Transcending pubescent passion
The conspicuous display of musical taste at school was largely redundant. Our preferences divided generically according to subcultural tribal groups — punks and teds, mods, rockers, hippies and skinheads, to paraphrase The Specials[8] — and we were well aware of the coteries to which our classmates conformed. This didn’t divide us into strictly segregated silos, but it did mean pouring scorn on the choices of friends who adhered to an alternative teenage subgroup. The development of adolescent identity is a process of investing in cultural capital (music, fashions, etc) that represents the lifestyles that most appeal to each emerging individual. Some products of popular culture are transitory and transient, while others represent a more profound expression of the attitudes and influences of those to whom they appeal. Malcolm McLaren[9] expresses this in a 1989 BBC radio documentary[10] as follows:
I don’t think either Bros or Wham! are any different from The Bay City Rollers, are any different from Herman and the Hermits, Fabian or Frankie Avalon, The Monkees… They are basically all innocuous, harmless, little fudge cakes that basically are easily gobbled and beautifully digested, and are appropriate to replace teddy bears in girls’ bedrooms.
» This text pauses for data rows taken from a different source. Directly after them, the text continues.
PR #767, opened 2026-02-06
Log result on failed calls

ImSapphire:


server/driver/wivrn_session.cpp
```diff
@@ -349,7 +357,7 @@ xrt_result_t wivrn::wivrn_session::create_session(std::unique_ptr<wivrn_connecti
 	auto xret = comp_main_create_system_compositor(&self->hmd, &ctf, &self->app_pacers, out_xsysc);
 	if (xret != XRT_SUCCESS)
 	{
-		U_LOG_E("Failed to create system compositor");
+		U_LOG_E("Failed to create system compositor: %s", xrt_result_to_string(xret).c_str());
 		return xret;
 	}
 	self->system_compositor = *out_xsysc;
```
xytovl, line 363: We could use `U_LOG_CHK_WITH_RET`

server/driver/wivrn_session.cpp
```diff
@@ -379,7 +387,7 @@ xrt_result_t wivrn::wivrn_session::create_session(std::unique_ptr<wivrn_connecti
 		}
 		if (res != XRT_SUCCESS)
 		{
-			U_LOG_W("failed to initialize eye tracker");
+			U_LOG_W("failed to initialize eye tracker: %s", xrt_result_to_string(res).c_str());
```
xytovl, line 390: Could be `U_LOG_CHK_ONLY_PRINT`

xytovl:
Actually I'm not sure about the other comments for the Monado macros, they don't seem to be much more readable, I'm just not a big fan of `xrt_result_to_string` and all the C macros

ImSapphire:
> I'm just not a big fan of `xrt_result_to_string` and all the C macros

yeah I agree, not sure how to make it better though

xytovl:
We may want to do something based on spdlog/libfmt, server logging is a bit of a mess currently.
let's go with this solution for now and we'll refactor later

PR #784, opened 2026-02-11
Re-enable microphone on reconnect

ImSapphire:


server/audio/audio_pipewire.cpp
```diff
@@ -342,6 +344,8 @@ void pipewire_device::mic_process(void * self_v)
 void pipewire_device::mic_state_changed(void * self_v, pw_stream_state old, pw_stream_state state, const char * error)
 {
 	auto self = (pipewire_device *)self_v;
+	self->mic_state = state;
+	U_LOG_I("Microphone state changed from %s to %s (error: %s)", magic_enum::enum_name(old).data(), magic_enum::enum_name(state).data(), error != nullptr ? error : "<unknown>");
```
xytovl, line 348: string_view may not be null-terminated, we have to go through a temporary std::string when using C logging apis

server/audio/audio_pipewire.cpp
```diff
@@ -61,6 +61,7 @@ struct pipewire_device : public audio_device
 	std::atomic<size_t> mic_buffer_size_bytes;
 	audio_data mic_current;
 	std::unique_ptr<pw_stream, deleter> microphone;
+	pw_stream_state mic_state{PW_STREAM_STATE_UNCONNECTED};
```
xytovl: This is accessed by multiple threads, should be an `std::atomic<std::underlying_type_t<pw_stream_state>>`

server/audio/audio_pipewire.cpp
xytovl: ok, https://github.com/Neargye/magic_enum/blob/master/doc/reference.md#enum_name states it's null-terminated. We can keep it like this.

There’s no question that that softens the blow of everyday life, and they are great sexual awakenings, and they’re a call to arms to show your sexual prowess as a girl. But they’re not, at the end of the day, anything to live by. They come and they go very quickly. They’re part of the Kleenex tissue of the industry. But, if we look at Elvis Presley today, or we look at the Sex Pistols today, they are both bigger than they were when they were alive and kicking.[11]
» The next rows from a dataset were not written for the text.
PR #1820, opened 2022-05-16
fix(#1761): explain require next <cr> and space ending problem

### LINKED ISSUE #1761: Solve problems in SQL commands
I find two problems when using the explain+sql commands via terminal

(1) Need to click the "enter" key twice before seeing the explain results:

127.0.0.1:6527/test> explain select * from test;
127.0.0.1:6527/test> 	DATA_PROVIDER(request=test)

(2) Need to split the sql with the semicolon (;) with a character (e.g., an enter key or space), otherwise it will report errors:

127.0.0.1:6527/test> select * from (select * from
                  ->  window win1 as (partition by c1 order by c2 rows_range between 172799999 preceding and 0s preceding MAXSIZE 1000),
                  -> win2 as (partition by c1 order by c2 rows_range between 172799999 preceding and 0s preceding MAXSIZE 1000))
                  -> as out0
                  ->  last join (select * from test t1 last join test t2 on t1.c2=t2.c2) as out1 on out0.c2=out1.c2; 
                  -> 
                  -> ;
Error: Syntax error: Expected end of input but got ";" [at 6:1]

127.0.0.1:6527/test> select * from (select * from
                  ->  window win1 as (partition by c1 order by c2 rows_range between 172799999 preceding and 0s preceding MAXSIZE 1000),
                  -> win2 as (partition by c1 order by c2 rows_range between 172799999 preceding and 0s preceding MAXSIZE 1000))
                  -> as out0
                  ->  last join (select * from test t1 last join test t2 on t1.c2=t2.c2) as out1 on out0.c2=out1.c2
                  -> ;
 ---- ---- ---- ---- ---- ---- ---- ---- ---- ---- ---- ---- ---- ---- ---- 
  c1   c2   c3   c6   c7   c1   c2   c3   c6   c7   c1   c2   c3   c6   c7  
 ---- ---- ---- ---- ---- ---- ---- ---- ---- ---- ---- ---- ---- ---- ----

aceforeverd:
close #1761 

two problem in cli:
1. explain result missing a `<CR>`
2. fail to precess ending space

### DIFF
--- a/src/cmd/sql_cmd.h
+++ b/src/cmd/sql_cmd.h
@@ -73,7 +73,7 @@ void HandleSQL(const std::string& sql) {
                 while (result_set->Next()) {
                     std::string val;
                     result_set->GetAsString(0, val);
-                    std::cout << val;
+                    std::cout << val << std::endl;
                 }
             } else {
                 ::hybridse::base::TextTable t('-', ' ', ' ');
--- a/src/cmd/sql_cmd.h
+++ b/src/cmd/sql_cmd.h
@@ -63,6 +63,27 @@ const std::string VERSION = std::to_string(OPENMLDB_VERSION_MAJOR) + "." +  // N
 ::openmldb::sdk::DBSDK* cs = nullptr;
 ::openmldb::sdk::SQLClusterRouter* sr = nullptr;
 
+// strip any whitespace characters begining of the last unfinished statement from `input` (string after last semicolon)
+// final SQL strings are appended into `output`
+//
+// this help handle SQL strings that has space trailing but do not expected to be a statement after semicolon
+void StripStartingSpace(const absl::string_view input, std::string* output) {
+    auto last_semicolon_pos = input.find_last_of(';');
+    if (last_semicolon_pos != std::string::npos && input.back() != ';') {
+        absl::string_view last_stmt = input;
+        last_stmt.remove_prefix(last_semicolon_pos + 1);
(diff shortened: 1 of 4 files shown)


src/cmd/sql_cmd.h
```diff
@@ -73,7 +94,7 @@ void HandleSQL(const std::string& sql) {
                 while (result_set->Next()) {
                     std::string val;
                     result_set->GetAsString(0, val);
-                    std::cout << val;
+                    std::cout << val << std::endl;
```
aceforeverd: check `desc table`

src/cmd/sql_cmd_test.cc
```diff
@@ -1969,6 +1969,27 @@ TEST_P(DBSDKTest, DeployStatsOnlyCollectDeployProcedure) {
     }
 }
 
+class StripSpaceTest : public ::testing::TestWithParam<std::pair<std::string_view, std::string_view>> {};
+
+std::vector<std::pair<std::string_view, std::string_view>> strip_cases = {
```
vagetablechicken, line 1974: how about "show\ncomponents\n;"

aceforeverd: statement str inside is handle by zetasql, should be fine.

anyway case like `show components; set val = ';    '` probably not work as expect

aceforeverd:
[Bugs (Normal)](https://trello.com/c/WhbjlRN2/69-bugs-normal)

dl239 (approved):

vagetablechicken (approved):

McLaren is careful not to downplay the importance of the ‘fudge cakes’ of teenybopper culture in aiding adolescent girls (in particular) to negotiate their progress to sexual maturity, but is clear that they leave the objects of immature adoration behind when they are grown. (Some teenage idols mature with their fan base, maintaining this following into and throughout its adulthood. George Michael outgrew Wham! to remain popular throughout his post-teenybopper career, and members of Take That (particularly Robbie Williams) have transcended their boy band origins. The Beatles too were first presented as pop pinups with little expectation (even within the band) of their enduring for more than two or three years beyond their breakthrough, but they were driven to develop artistically, and so became the historic cultural figures they are now.) Music ‘to live by’, though, needs to connect past pubescent passion for pop idols.
Acts and alter egos
As Hepworth[12] outlines, Mick Jagger and Keith Richards invested in black US blues subculture to an extent that belied their white British roots:
When Mick and Keith first met Brian Jones, blonde-haired father of three and only twenty years old, and he announced that he was performing under the name Elmo Lewis, they didn’t laugh or point out that he really couldn’t be called Elmo Lewis because he came from Cheltenham. They just nodded as if they understood.[13]
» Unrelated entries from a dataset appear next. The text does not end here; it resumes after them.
Issue #1296, opened 2022-02-23
Support long time window with filters


zhanghaohit:
**Is your feature request related to a problem? Please describe.**
long-time window extension

**Describe the solution you'd like**
- pre-aggregation table are partitioned based on the condition
- `reduce` Node should be extended to support partitioned pre-aggregation tables

**Additional context**
e.g., sql query may look like this.
```sql
SELECT count_where(col1, col2=0) over w1 FROM t1
WINDOW w1 AS (PARTITION BY id ORDER BY ts ROWS_RANGE BETWEEN 10d PRECEDING AND CURRENT ROW);
```

PR #1821, opened 2022-05-16
feat: support `count_where` op in aggregator

nautaa:
feature

#1296
support `count_where` op in aggregator.

in this pr, we only support `binary expr with single column` in `where condition` of `count_where`.
eg.
``` 
count_where(a, b>3)
count_where(a, b='id')
```
the `aggr_val` is updated with the same `key` and `filter col`.


src/base/ddl_parser_test.cc
```diff
@@ -651,6 +651,28 @@ TEST_F(DDLParserTest, extractLongWindow) {
...
+        ASSERT_TRUE(extract_status.IsOK());
+        ASSERT_EQ(window_infos.size(), 1);
+        ASSERT_EQ(window_infos[0].window_name_, "w1");
+        ASSERT_EQ(window_infos[0].aggr_func_, "count_where");
+        ASSERT_EQ(window_infos[0].aggr_col_, "c3");
+        ASSERT_EQ(window_infos[0].partition_col_, "c1");
+        ASSERT_EQ(window_infos[0].order_col_, "c6");
+        ASSERT_EQ(window_infos[0].bucket_size_, "1000");
+        ASSERT_EQ(window_infos[0].filter_col_, "c1");
+    }
```
zhanghaohit, line 697: add cases:
- `count_where(c3, 2=c1)`
- unsupported/fail case cases

src/sdk/sql_cluster_router.cc
```diff
@@ -3199,20 +3200,21 @@ hybridse::sdk::Status SQLClusterRouter::HandleLongWindows(
...
-                absl::StrCat("pre_", deploy_node->Name(), "_", lw.window_name_, "_", lw.aggr_func_, "_", aggr_col);
+                absl::StrCat("pre_", deploy_node->Name(), "_", lw.window_name_, "_", lw.aggr_func_, "_", aggr_col,
+                             lw.filter_col_.empty() ? "" : "_" + lw.filter_col_);
             ::hybridse::sdk::Status status;
             std::string insert_sql =
                 absl::StrCat("insert into ", meta_db, ".", meta_table, " values('" + aggr_table, "', '", aggr_db,
                              "', '", base_db, "', '", base_table, "', '", lw.aggr_func_, "', '", lw.aggr_col_, "', '",
-                             lw.partition_col_, "', '", lw.order_col_, "', '", lw.bucket_size_, "');");
+                             lw.partition_col_, "', '", lw.order_col_, "', '", lw.bucket_size_, "', '",
+                             lw.filter_col_.empty() ? "NULL" : lw.filter_col_, "');");
```
zhanghaohit: shall we insert an empty string `""` or `NULL` instead of `"NULL"`?

src/storage/aggregator.cc
```diff
@@ -350,28 +354,40 @@ bool Aggregator::GetAggrBufferFromRowView(const codec::RowView& row_view, const
     return true;
 }
 
-bool Aggregator::FlushAggrBuffer(const std::string& key, const AggrBuffer& buffer) {
+bool Aggregator::FlushAggrBuffer(const std::string& aggr_key, const AggrBuffer& buffer) {
```
zhanghaohit: why not pass both `key` and `filter_key`? then no need to parse and copy the string here

src/storage/aggregator.h
```diff
@@ -143,6 +155,8 @@ class Aggregator {
 
     bool GetAggrBuffer(const std::string& key, AggrBuffer** buffer);
 
+    virtual std::string GetAggregateKey(const std::string& pk, int8_t* /* row_ptr */) { return pk; }
```
zhanghaohit: every calling will do a string copy.

src/storage/aggregator.cc
```diff
@@ -115,13 +116,15 @@ bool Aggregator::Update(const std::string& key, const std::string& row, const ui
             return false;
         }
     }
+    auto aggr_key = GetAggregateKey(key, row_ptr);
```
zhanghaohit: can we avoid to do the `combination`? 
- frequent str concat and split is costly
- `key_end` seems not straightforward

One alternative is two-level mapping: {key -> {filter, AggreBuffer}}

src/storage/aggregator_test.cc
```diff
@@ -266,6 +267,33 @@ void CheckAvgAggrResult(std::shared_ptr<Table> aggr_table, DataType data_type, i
...
+        auto tmp_val = it->GetValue();
+        std::string origin_data = tmp_val.ToString();
+        codec::RowView origin_row_view(aggr_table->GetTableMeta()->column_desc(),
+                                       reinterpret_cast<int8_t*>(const_cast<char*>(origin_data.c_str())),
+                                       origin_data.size());
+        char* ch = NULL;
+        uint32_t ch_length = 0;
+        origin_row_view.GetString(4, &ch, &ch_length);
+        int64_t origin_val = *reinterpret_cast<int64_t*>(ch);
+        if (origin_val != count) {
```
zhanghaohit: what's the checking here? shouldn't `ASSERT_EQ(origin_val, count);`?

src/storage/aggregator.cc
```diff
@@ -850,17 +866,40 @@ bool CountAggregator::DecodeAggrVal(const int8_t* row_ptr, AggrBuffer* buffer) {
...
+CountWhereAggregator::CountWhereAggregator(const ::openmldb::api::TableMeta& base_meta,
+                                           const ::openmldb::api::TableMeta& aggr_meta,
+                                           std::shared_ptr<Table> aggr_table,
+                                           std::shared_ptr<LogReplicator> aggr_replicator, const uint32_t& index_pos,
+                                           const std::string& aggr_col, const AggrType& aggr_type,
+                                           const std::string& ts_col, WindowType window_tpye, uint32_t window_size,
+                                           const std::string& filter_col)
+    : CountAggregator(base_meta, aggr_meta, aggr_table, aggr_replicator, index_pos, aggr_col, aggr_type, ts_col,
+                      window_tpye, window_size),
+      filter_col_(filter_col) {
```
zhanghaohit: check the `filter_col` is not empty

zhanghaohit (changes requested):

zhanghaohit (approved):
LGTM

dl239 (approved):

PR #1854, opened 2022-05-20
fix: python use db and split tests

### LINKED ISSUE #1852: python: use db bug
If create_engine without db, we will pass default db as "".
So code like this below can't pass.

```
create_engine without db
execute("use db")
execute("select * from t1;")
```

The bug is around `self.sdk.ExecuteSQL`, cause it will use the db in parameter list as the default db.

vagetablechicken:
closes #1852


aceforeverd:
[Bugs (0.5.x)](https://trello.com/c/WhbjlRN2/69-bugs-05x)

vagetablechicken:
add doc
1. url has db, strict
2. usl no db,

aceforeverd (approved):

tobegit3hub (approved):
LGTM

Issue #1200, opened 2022-02-11
python SDK `import openmldb` failed in ipython/notebook MacOS


HuilinWu2:
```
ImportError: dlopen(/Users/huilin/PycharmProjects/0211/venv/lib/python3.8/site-packages/openmldb/dbapi/../native/_sql_router_sdk.so, 2): initializer function 0x7fff67bc5357 not in mapped image for /Users/huilin/PycharmProjects/0211/venv/lib/python3.8/site-packages/openmldb/dbapi/../native/_sql_router_sdk.so
```

However, it works in Linux with python/ipython, Mac with python.

vagetablechicken:
I've got this error too.  Just in python3.9, it seems like this error does not only in ipython or notebook.

vagetablechicken:
One more error when running python on mac:

```
[libprotobuf FATAL /Users/runner/work/crossbow/crossbow/vcpkg/buildtrees/protobuf/src/23fa7edd52-3ba2225d30.clean/src/google/protobuf/stubs/common.cc:87] This program was compiled against version 3.6.1 of the Protocol Buffer runtime library, which is not compatible with the installed version (3.15.8).  Contact the program author for an update.  If you compiled the program yourself, make sure that your headers are from the same version of Protocol Buffers as your link-time library.  (Version verification failed in "/Users/ark/Code/OpenMLDB/src/proto/common.pb.cc".)
libc++abi.dylib: terminating with uncaught exception of type google::protobuf::FatalException: This program was compiled against version 3.6.1 of the Protocol Buffer runtime library, which is not compatible with the installed version (3.15.8).  Contact the program author for an update.  If you compiled the program yourself, make sure that your headers are from the same version of Protocol Buffers as your link-time library.  (Version verification failed in "/Users/ark/Code/OpenMLDB/src/proto/common.pb.cc".)
```

vagetablechicken:
still get initializer function error on openmldb python sdk 0.5.0, my machine is macos-10.15,

~~ld: warning: object file (/Users/ark/Code/OpenMLDB/.deps/usr/lib/libzetasql.a(unparser.o)) was built for newer macOS version (12.1) than being linked (10.15)~~
~~zetasql is built on 12.1.~~
~~I'll try to use 10.15 zetasql or build bundle in my own machine.~~

Not the root cause, forget it.

vagetablechicken:
10.15 zetasql still failed.
So I test released 050 python sdk again.
**Important**
[...]

PR #1858, opened 2022-05-20
fix: import in fixed order to avoid dlopen error

vagetablechicken:
Ref #1200 
Workaround, not be thoroughly solved.


tobegit3hub (approved):
LGTM

aceforeverd (approved):

PR #1870, opened 2022-05-23
fix: batch: compile warning that check a long for null #1408

### LINKED ISSUE #1408: batch: compile warning that check a long for null
```
[WARNING] /Users/tobe/code/4pd/OpenMLDB/java/openmldb-batch/src/main/scala/com/_4paradigm/openmldb/batch/nodes/WindowAggPlan.scala:530: warning: com
paring values of types Long and Null using `==' will always yield false
[WARNING]     if (key == null) {
[WARNING]             ^
```

You can reproduce the issue by compiling java modules with `mvn clean package`.

Ivyee17:
close #1408


tobegit3hub:
There are some test failures. Please make sure you can run tests in local @Ivyee17 .

Ivyee17:
May be I will try it once the issue is assigned to me. I misunderstand that this issue has already assigned to me. 😂

dl239:
> May be I will try it once the issue is assigned to me. I misunderstand that this issue has already assigned to me. 😂

hi @Ivyee17 the issue have been assigned to you.

Ivyee17:
It seems there are some errors related to database in CI and maybe it's not related with this PR. If there's any problem related with this PR, feel free to contact me!

Logs:
W0525 16:24:44.412210  2162 ddl_parser.cc:401] hybrid engine compile sql failed, Fail to find column not_exist

Ivyee17:
It has been correct now. @dl239

Ivyee17:
If there is any question about this issue, feel free to contact me. @vagetablechicken @tobegit3hub

java/openmldb-batch/src/main/scala/com/_4paradigm/openmldb/batch/nodes/WindowAggPlan.scala
```diff
@@ -730,7 +730,7 @@ object WindowAggPlan {
 
 
 
-  def isValidOrder(key: Long): Boolean = {
+  def isValidOrder(key: java.lang.Long): Boolean = {
```
vagetablechicken, line 733: `isValidOrder` always check the orderKey from `val orderKey = computer.extractKey(row)`.
But `extractKey` returns scala Long, you should make it return java Long too.

Ivyee17: > There are some test failures. Please make sure you can run tests in local @Ivyee17 .

I've already made changes in the previous PR, it will cause test failures, as @dl239 said before. @vagetablechicken

Ivyee17: The failure is about delete-extract-key, if changing it to java.lang.Lang too, then this test will fail. Searching a key which is deleted before will be true, not false. I wonder if there's mistakes in `extractKey` function. Besides, I do think it's far beyond what should be done in this PR. I just need to resolve the warning log, not the complete process, right? Another issue and pr should be taken instead of this issue!!

tobegit3hub (approved):
LGTM

vagetablechicken:
After check, the pr should only fix `isValidOrder` argument type. We want it to be java Long.
Actually we only pass scala Long to `isValidOrder`,  the mistake will be tracked by another issue #1903 .

vagetablechicken (approved):

PR #1872, opened 2022-05-24
fix: autoload when register offline table

### LINKED ISSUE #1565: taskmanager: registerOpenmldbOfflineTable should use options
https://github.com/4paradigm/OpenMLDB/blob/ba4c408c1b4dd9c488e31308b33044ccab988a07/java/openmldb-batch/src/main/scala/com/_4paradigm/openmldb/batch/api/OpenmldbSession.scala#L269

Now we can't read offline path with options. e.g. when soft copy, csv file has header, but `spark.read.csv()` won't parse header. And we can't load without header, it's no schema(col name, type name).

vagetablechicken:
closes #1565


aceforeverd (approved):

tobegit3hub (approved):
LGTM

vagetablechicken:
[soft copy](https://trello.com/c/e24xTtov/68-soft-copy)

PR #1882, opened 2022-05-25
feat: optimize window computation with UnsafeRowOpt by removing zipped df

### LINKED ISSUE #1876: UnsafeRowOpt Spark planner for window to remove zipped dataframe
Now we need to zip the original DataFrame and internal DataFrame for window planner with UnsafeRowOpt. It would be great to remove the original DataFrame which may reduce the memory usage and improve the performance.

tobegit3hub:
* Resolve https://github.com/4paradigm/OpenMLDB/issues/1876
* Reduce the memory usage of Spark jobs with UnsafeRowOpt
* Reduce the time of Spark jobs with UnsafeRowOpt


java/openmldb-batch/src/main/scala/com/_4paradigm/openmldb/batch/window/WindowComputer.scala
```diff
@@ -226,6 +238,11 @@ class WindowComputer(config: WindowAggConfig, jit: HybridSeJitWrapper, keepIndex
     SparkRowUtil.getLongFromIndex(config.orderIdx, orderField.dataType, curRow)
   }
 
+  def extractUnsafeKey(curRow: UnsafeRow): Long = {
```
vagetablechicken, line 241: returns scala Long here, so `null` from `unsafeGetLongFromIndex ` will return 0. Is it ok?

tobegit3hub: It is the same logic of old code. We may re-consider the logic of handling null data later.

The returning zero will be passed later and be treated as `invalid` timestamp.

aceforeverd (approved):

dl239 (approved):

tobegit3hub:
[performance optimization for offline processing](https://trello.com/c/IkCOLr7m/8-performance-optimization-for-offline-processing)

PR #1889, opened 2022-05-26
fix: resolve the compile warning of openmldb-batch

### LINKED ISSUE #1320: Resolve the compile warning of openmldb-batch
Now we can get logs of warning of Java module `openmldb-batch` when compiling.

```
[WARNING] /Users/tobe/code/4pd/OpenMLDB/java/openmldb-batch/src/main/scala/com/_4paradigm/openmldb/batch/SparkPlanner.scala:342: warning: object Jav
aConversions in package collection is deprecated (since 2.12.0): use JavaConverters
[WARNING]       engine = new SqlEngine(sql, dbs, engineOptions, config.defaultDb)
[WARNING]                                   ^
```

You can reproduce the issue by compiling java modules with `mvn clean package`.

mangoGoForward:
Signed-off-by: mango <xu.weiKyrie@foxmail.com>

Bug fix

Resolved #1320

None

### DIFF
--- a/java/openmldb-batch/src/main/scala/com/_4paradigm/openmldb/batch/SparkPlanner.scala
+++ b/java/openmldb-batch/src/main/scala/com/_4paradigm/openmldb/batch/SparkPlanner.scala
@@ -35,7 +35,7 @@ import org.apache.spark.SparkFiles
 import org.apache.spark.sql.{DataFrame, SparkSession}
 import org.slf4j.LoggerFactory
 
-import scala.collection.JavaConversions.seqAsJavaList
+import scala.collection.JavaConverters.seqAsJavaListConverter
 import scala.collection.mutable
 import scala.reflect.io.File
 


tobegit3hub:
Using `seqAsJavaListConverter` may cause the UT failures. Please check again and rerun the unit tests.

Ivyee17:
> Using `seqAsJavaListConverter` may cause the UT failures. Please check again and rerun the unit tests.

But I didn't use this converter. I just made a revision: to make `Long` type into `java.lang.Long` type in order to make sure the null can happen in this function. In fact, if using the `Long` type as the signature of function, there's no way to have `null` value at all! 
So, would you mind if I just delete the TODO for null value problem. It can prevent the warning to compare with `Long` and `Null`, which is always to be false. In Scala, if we take `null` as input with type `Long`, it'll throw an error instead of a warning. If the original code can be run successfully, then it cannot be `null` in fact.

mangoGoForward:
I got some errors when execute the command of `mvn clean package`, but I can't to solve, I am not good at scala, so I will close this pr, and if other are interested this related issue, please to contribute to solve.

tobegit3hub:
Anyway, thanks for your contribution @mangoGoForward 😄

Although this alias seems farcical, it is less so in the context of developing a musical act. As the word ‘act’ implies, performing often drives performers to assume personae that are not their own — if only to the extent of adopting a stage name. For evidence of this we need look no further than the musicians lauded and later covered by Jagger, Jones and Richards — Bo Diddley was born Elias Otha Bates,[14] Muddy Waters was McKinley Morganfield,[15] and Howlin’ Wolf was Chester Arthur Burnett.[16] Despite Jones’ initial pretensions, he performed in The Rolling Stones as Brian Jones, while Jagger favours an unusual but not unlikely shortening of his first name, and Richards became Richard at the behest of Andrew Loog Oldham, the Stones’ original manager,[17] in an effort to draw improbable parallels with Cliff Richard (also a pseudonym).[18]
While it is to be expected that musicians’ identities are bound up with the subcultures of the music they play, music fans too (in McLaren’s words) ‘live by’ the stories, sounds and styles of their musical tastes.